Neurons with structured receptive fields improve inference. (A) A whitened 32 × 32 pixel natural scene patch scaled to subtend a square with side length 24 arcmin is projected onto a simulated cone lattice with an average spacing of 1 arcmin. The retinal drift motion in this case is generated by a random walk with $D_c=20{\text{arcmin}}^2/s$. (B) SNR of the decoded image at t = 600 ms. RGC spikes are decoded using three pattern priors. The SNR is plotted relative to PCA averaged over 15 trials (different natural scene patches and eye trajectories). Error bars show 95% confidence intervals.
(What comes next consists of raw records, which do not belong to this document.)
PR #362, opened 2015-09-26
install --no-check-packages-signatures for test purposes

dachary:
http://tracker.ceph.com/issues/13249

When installing from repositories that are created dynamically within a
lab, verifying the packages signatures can be skipped. The
--no-check-packages-signatures configures the repositories to not
require package signatures verification during installation.

### DIFF
--- a/ceph_deploy/hosts/remotes.py
+++ b/ceph_deploy/hosts/remotes.py
@@ -65,17 +65,25 @@ def set_apt_priority(fqdn, path='/etc/apt/preferences.d/ceph.pref'):
 
 
 def set_repo_priority(sections, path='/etc/yum.repos.d/ceph.repo', priority='1'):
+    set_repo_key_value(sections, path, 'priority', priority)
+
+
+def set_repo_gpgcheck(sections, path='/etc/yum.repos.d/ceph.repo', gpgcheck='1'):
+    set_repo_key_value(sections, path, 'gpgcheck', gpgcheck)
+
+
+def set_repo_key_value(sections, path, key, value):
     Config = ConfigParser.ConfigParser()
     Config.read(path)
     Config.sections()
     for section in sections:
         try:
-            Config.set(section, 'priority', priority)
+            Config.set(section, key, value)
         except ConfigParser.NoSectionError:
             # Emperor versions of Ceph used all lowercase sections
             # so lets just try again for the section that failed, maybe
             # we are able to find it if it is lower
-            Config.set(section.lower(), 'priority', priority)
+            Config.set(section.lower(), key, value)
 
     with open(path, 'wb') as fout:
         Config.write(fout)
--- a/ceph_deploy/install.py
+++ b/ceph_deploy/install.py
@@ -183,6 +183,7 @@ def install(args):
                 version,
                 args.adjust_repos,
                 components=components,
+                no_check_packages_signatures=args.no_check_packages_signatures,
             )
 
         # Check the ceph version we just installed
@@ -597,6 +598,12 @@ def make(parser):
         dest='gpg_url',
         help='specify a GPG key URL to be used with custom repos\
                 (defaults to ceph.com)'
+    )
+
+    parser.add_argument(
+        '--no-check-packages-signatures',
+        action='store_true',
+        help='do not check the package signatures',
     )
 
     parser.set_defaults(
--- a/ceph_deploy/hosts/centos/install.py
+++ b/ceph_deploy/hosts/centos/install.py
@@ -105,6 +105,10 @@ def install(distro, version_kind, version, adjust_repos, **kw):
         # set the right priority
         logger.warning('ensuring that /etc/yum.repos.d/ceph.repo contains a high priority')
         distro.conn.remote_module.set_repo_priority(['Ceph', 'Ceph-noarch', 'ceph-source'])
+        if kw['no_check_packages_signatures']:
+            distro.conn.remote_module.set_repo_gpgcheck(['Ceph', 'Ceph-noarch', 'ceph-source'],
+                                                        '/etc/yum.repos.d/ceph.repo',
+                                                        '0')
         logger.warning('altered ceph.repo priorities to contain: priority=1')
 
     if packages:
--- a/ceph_deploy/hosts/debian/install.py
+++ b/ceph_deploy/hosts/debian/install.py
@@ -27,7 +27,8 @@ def install(distro, version_kind, version, adjust_repos, **kw):
         protocol = 'https'
         if codename == 'wheezy':
             protocol = 'http'
-        distro.packager.add_repo_gpg_key(gpg.url(key, protocol=protocol))
+        if not kw['no_check_packages_signatures']:
+            distro.packager.add_repo_gpg_key(gpg.url(key, protocol=protocol))
 
         if version_kind == 'stable':
             url = 'http://download.ceph.com/debian-{version}/'.format(
@@ -54,9 +55,12 @@ def install(distro, version_kind, version, adjust_repos, **kw):
 
     # TODO this does not downgrade -- should it?
     if packages:
+        extra_install_flags=['-o', 'Dpkg::Options::=--force-confnew']
+        if kw['no_check_packages_signatures']:
+            extra_install_flags.append('--force-yes')
         distro.packager.install(
             packages,
-            extra_install_flags=['-o', 'Dpkg::Options::=--force-confnew']
+            extra_install_flags=extra_install_flags
         )
 
 


smithfarm:
Just an English grammar nitpick: it should be `--no-check-package-signatures`.

dachary:
@smithfarm fixed, thank you !

ceph_deploy/hosts/remotes.py
```diff
@@ -65,17 +65,25 @@ def set_apt_priority(fqdn, path='/etc/apt/preferences.d/ceph.pref'):
...
+    set_repo_key_value(sections, path, 'gpgcheck', gpgcheck)
+
+
+def set_repo_key_value(sections, path, key, value):
     Config = ConfigParser.ConfigParser()
     Config.read(path)
     Config.sections()
     for section in sections:
         try:
-            Config.set(section, 'priority', priority)
```
alfredodeza: wow, this is a good catch here

alfredodeza:
I don't think we should support something like this with a CLI flag. ceph-deploy has extensive support for repositories and custom configurations there. To avoid a GPG check on a YUM repository for example, you would need to add the following to the repository section in `cephdeploy.conf`:

    gpgcheck=0

alfredodeza:
I also didn't see anything for Debian in this PR. And there is currently no way to specify skipping the GPG check for them with either flags or configuration, so we should probably check for `gpgcheck=0` for debian repos as well (vs. a flag)

dachary:
The debian part was added. Note that this is used in the gitbuilder code path which does not use the templates embeded in ceph-deploy.conf. Teuthology currently assumes all configuration to ceph-deploy can be provided via the command line, reason why I went this way. Using the configuration file instead would require more work on ceph-deploy (so that the function can use a configuration file instead of what is done currently) and more work on teuthology (to create the configuration file and upload it in addition to calling the ceph-deploy cli to achieve the desired combination of options).

trhoden:
I don't think I'm opposed to this in general, however it does solidify a departure from what our initial/main priorities are with ceph-deploy.  This PR and #363 together really make ceph-deploy a tool for dev testing, not just a tool for installing POC clusters from upstream packages.

I realize this is a completely blurry and arbitrary distinction, as we already use ceph-deploy with Teuthology, and have been saying that we want to do that even more (and this helps with that).  I also already merged #348, which is in the same category.  On those grounds, it only makes sense to take this in, I think.

I know that Teuthology does not make use of ceph-deploy's .conf file at all.

We had always supported only installing packages from on of *our* repos -- be it ceph.com, gitbuilder, or a downstream distros.  These have always been signed, so that's why no support.  What is the use case for installing unsigned packages?  Is it pure developers?

ceph_deploy/install.py
```diff
@@ -599,6 +600,12 @@ def make(parser):
                 (defaults to ceph.com)'
     )
 
+    repo.add_argument(
+        '--no-check-packages-signatures',
+        action='store_true',
+        help='do not check the package signatures',
+    )
+
```
trhoden: I don't think adding this arg to `repo` is what you want.  `repo` is a mutex group between `--adjust-repos | --no-adjust-repos | --repo`.  This would add the flag into that group.  Since this is seemingly relevant to all flags under `ceph-deploy install ...`, I think it would be `parser.add_argument()` instead.

trhoden:
I also wonder if we should do an equivalent option in https://github.com/ceph/ceph-deploy/blob/master/ceph_deploy/repo.py, if we are really going to flesh this feature out fully.

dachary:
> What is the use case for installing unsigned packages? Is it pure developers? 

The use case I'm addressing is packages that are bulit on the fly when running a teuthology suite. For instance, when a developer runs the following from the command line: 
<pre>
teuthology-openstack --os-type centos --os-version 7.0 --ceph wip-mybranch --ceph-git-url http://github.com/my/ceph --suite mysuite
</pre>
It:

* creates a virtual machine
* creates a teuthology cluster in the virtual machine
* adds the buildpackages task to mysuite
* when the buildpackages task runs (before the install task or before the ceph-deploy task) it
** creates an http server if it does not already exists and makes it the gitbuilder host
** makes the packages for centos-7.0 and uploads them to the http server, if they do not already exists for the branch wip-mybranch
* runs mysuite with this transparent gitbuilder replacement

dachary:
> I don't think adding this arg to repo is what you want.

Oops, my bad. Fixing.

dachary:
@trhoden I'm willing to redo this implementation from scratch to better fit the long term goal, just let me know in which direction to go. I think it will be inconvenient for teuthology to run ceph-deploy by creating a configuration file in addition to the arguments / options on the command line. Other than this, no concern :-)

dachary:
@trhoden my understanding of the teuthology ceph-deploy task is that it is designed to verify that ceph-deploy can successfully create a cluster with the packages created from a given branch. In that sense ceph-deploy is tested by teuthology more than it uses ceph-deploy for tests.

dachary:
@trhoden I'll have time this week to refactor this change if you think it necessary.

liewegas:
I think this looks ok in principle; I have no opinion on implementation.  I suspect @trhoden's comment about the command line option needs fixing though?

dachary:
> trhoden's comment about the command line option needs fixing though?

It was fixed, not sure why the github interface suggests otherwise.

trhoden:
@dachary 

I think it definitely comes down to whether we want to add a bunch more flags to `ceph-deploy install`, or use the `ceph-deploy repo` command instead.

As it turns out, I think the `ceph-deploy repo` command can already handle the needed scenario in this PR and also in #363.  Here's the help output:

```
$ ceph-deploy repo --help
usage: ceph-deploy repo [-h] [--repo-url REPO_URL] [--gpg-url GPG_URL]
                        [--remove]
                        REPO-NAME HOST [HOST ...]

Repo definition management

positional arguments:
  REPO-NAME            Name of repo to manage. Can match an entry in
                       cephdeploy.conf
  HOST                 host(s) to install on

optional arguments:
  -h, --help           show this help message and exit
  --repo-url REPO_URL  a repo URL that mirrors/contains Ceph packages
  --gpg-url GPG_URL    a GPG key URL to be used with custom repos
  --remove, --delete   remove repo definition on remote host
```

If you use the command to add a repo definition with the `-repo-url` command, the `--gpg-url` flag is optional.  If you *don't* pass it, GPG checking is automatically disabled.  This happens here: https://github.com/ceph/ceph-deploy/blob/master/ceph_deploy/util/pkg_managers.py#L109-L113


So what I would propose is that instead of doing

```
ceph-deploy install --gitbuilder-host {url} --dev-commit {sha1} --no-check-packages <node>
```

I would instead do:

```
ceph-deploy repo --repo-url {url} <node>
ceph-deploy install --dev-commit {sha1} <node>
```

The caveats here are that Teuthology can be modified to use the `ceph-deploy repo` command, and that there does not exist on the nodes a conflicting repo definition.

I think it makes sense in the long term to have any needed repo modification capabilities in ceph-deploy be done through a `repo` command, but that is just my opinion.  I understand others may feel differently since it introduces a new command.  Internal to ceph-deploy, I would also want to see the repos that are created in the _default_ `install` scenarios re-use the `distro.packager.add_repo` logic rather than the current stuff that happens in https://github.com/ceph/ceph-deploy/blob/master/ceph_deploy/hosts/centos/install.py#L124-L131, for example.

dachary:
@trhoden I took a quick look at the code involved in the ```repo``` sub-command. Unless I'm mistaken it is different from the code path used for gitbuilders. Am I missing something ?

trhoden:
@dachary No I don't think you've missed anything.  I forgot how involved the gitbuilder URL structure is, and that you probably won't want to provide the full format of `'http://gitbuilder.ceph.com/ceph-rpm-centos{release}-{machine}-basic/{sub}/{version}/'` to something like `--repo-url`.

I did intend to point out the use of `--no-adjust-repos` in my previous example, and while it would be required, it would be get you all the way there unless you actually passed the full URL as in this comment.

trhoden:
so, I think that it would come down to enhancing the `ceph-deploy repo` command to take a `--dev` flag into indicate a gitbuilder URL structure, so that it could tack on the appropriate path.

That's a tough call on which path to take.

dachary:
@trhoden if I'm not mistaken both path require non trivial refactoring. Or is there a simple solution I'm not seeing ?

dachary:
I think I understand how this should be done now, thanks for explaining.

trhoden:
@dachary I think you are right that it it is not so simple/trivial.  I am not sure what the best course is, cost/benefit wise.  And, my opinion matters less now.  :)  I think a lot of ceph-deploy maintenance is going to fall back to @alfredodeza.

The p-values are calculated between the uniform prior and PCA, and between the sparse coding prior and PCA (**** p < 0.0001; *** p < 0.001). (C) A random set of 25 elements from the learned sparse coding dictionary, D. Sparse coding seeks to describe any given image pattern as a sparse linear combination of these features. (D – F) Example reconstructed image patterns for each method after 600 ms. IND, independent pixel prior; PCA, Gaussian prior; SP, dictionary trained with sparse coding with both a L1 and L2 prior.

Figure 5.

Extended Tuning Plots: (A) The SNR as a function of motion gain (n = 40 for each value of the motion gain). The experimentally measured eye trajectories are used, except that the overall position is multiplied by the gain factor. (B) The SNR as a function of stimulus size (n = 20). Both plots use the same parameters as in Figure  2. The error bars in both plots show the standard error. (E–H) Example reconstructions for the stimulus size experiments with stroke width (w), and motion (S:M) or no motion (S:NM). The horizontal and vertical axes are in arcmin. (C, D) For small stimuli, the orientation of the stimulus is unrecognizable in both cases. (E, F) For stimuli with a stroke width on the order of the spacing of the cones, the orientation of the stimulus is barely recognizable. (G, H) For larger stimuli, although the SNRs are different, the orientation of the stimulus is unambiguous, despite a large difference in the SNR.